As for the person who can only cast fireball and nothing else, I'd say that's like wanting to know calculus without knowing arithmetic; it's just not how that stuff works. Now magic being fiction, we of course can decide how it works, but personally I prefer if the rules and fiction are aligned. If every bloody PC class learns their spells level by level, having to go through lower ones first, then I kinda want to have the setting metaphysics to reflect that.
But this is your rationale. We can come up with any rationale we want here. If we took it to fighting, you don't generally learn a kick like spinning hook kick until you have mastered front kick, round house kick, back kick, etc. But I have no doubt I could teach my niece of nephew to just perform a spinning hook kick. Same goes for music even, which I think is probably little closer to vancian magic. It would be hard for me to just teach you stairway to heaven and no other songs along the way. But it could be done. I could even teach it to you, without teaching you any of the chords. You would be playing the chords as they are performed in the song, but I wouldn't necessarily have to have you know what chords you are playing and how to play them in different places on the guitar neck.
We don't know the exact ground level details of spell casting, and again these do vary buy edition, but I don't see why one must learn 1st level spells just to learn a third level one. Those limits are obviously based on power and balance considerations. You see this all the time in fantasy stories where someone who isn't particularly adept learns one powerful spell. Sure there may be principles she must learn to cast that third level spell, but that doesn't mean she needs to be a 5th level wizard with all that entails.

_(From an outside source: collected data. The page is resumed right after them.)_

PR #358, opened 2026-04-02
Rebase part 1

ptomato:
Part 1 of a rebase to the latest proposal state, in preparation for a release.


lib/ecmascript.ts
```diff
@@ -1046,70 +1034,67 @@ type UnitTypeMapping = {
...
-// This signature of the function is NOT used in type-checking, so restricting
-// the default value via generic binding like the other overloads isn't
-// necessary.
-export function GetTemporalUnitValuedOption<
-  T extends keyof UnitTypeMapping,
-  D extends typeof REQUIRED | UnitTypeMapping[T] | 'auto' | undefined,
-  E extends 'auto' | Temporal.DateTimeUnit,
-  R extends UnitTypeMapping[T] | Exclude<D, typeof REQUIRED> | E
->(
+export function GetTemporalUnitValuedOption(
```
ptomato, line 1027: The typing of GetTemporalUnitValuedOption and ValidateTemporalUnitValue below is probably the most iffy part of this PR, worth looking at carefully.

GetTemporalUnitValuedOption becomes simpler but requires 2 overloads: the 2-argument version can return undefined, while the 3-argument version (3rd argument is `ES.REQUIRED`) can't.

ValidateTemporalUnitValue narrows the type of the unit according to the `unitGroup` argument, and can return undefined if its input type can be undefined. There are 2 extra overloads for the `extraValues` argument as well. This could probably be done with parametrization, given more time, but I couldn't get it to work.

justingrant: I didn't dig in too deeply, but these types look OK to me.

justingrant (approved):
Looks good! Thanks for catching up the polyfill!

lib/ecmascript.ts
ptomato: OK, thanks for checking!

Ultimately this is subjective, but I think it is a heck of a lot more believable that a GM has the ability to say "this character was taught fireball by her protective but largely absent father" and still make her a zero level nobody. I may want to throw in something to reflect her poor command of spell casting overall (a chance of failure perhaps). But I think that matches what is going on in the setting with that character more than walking her through five levels of mage.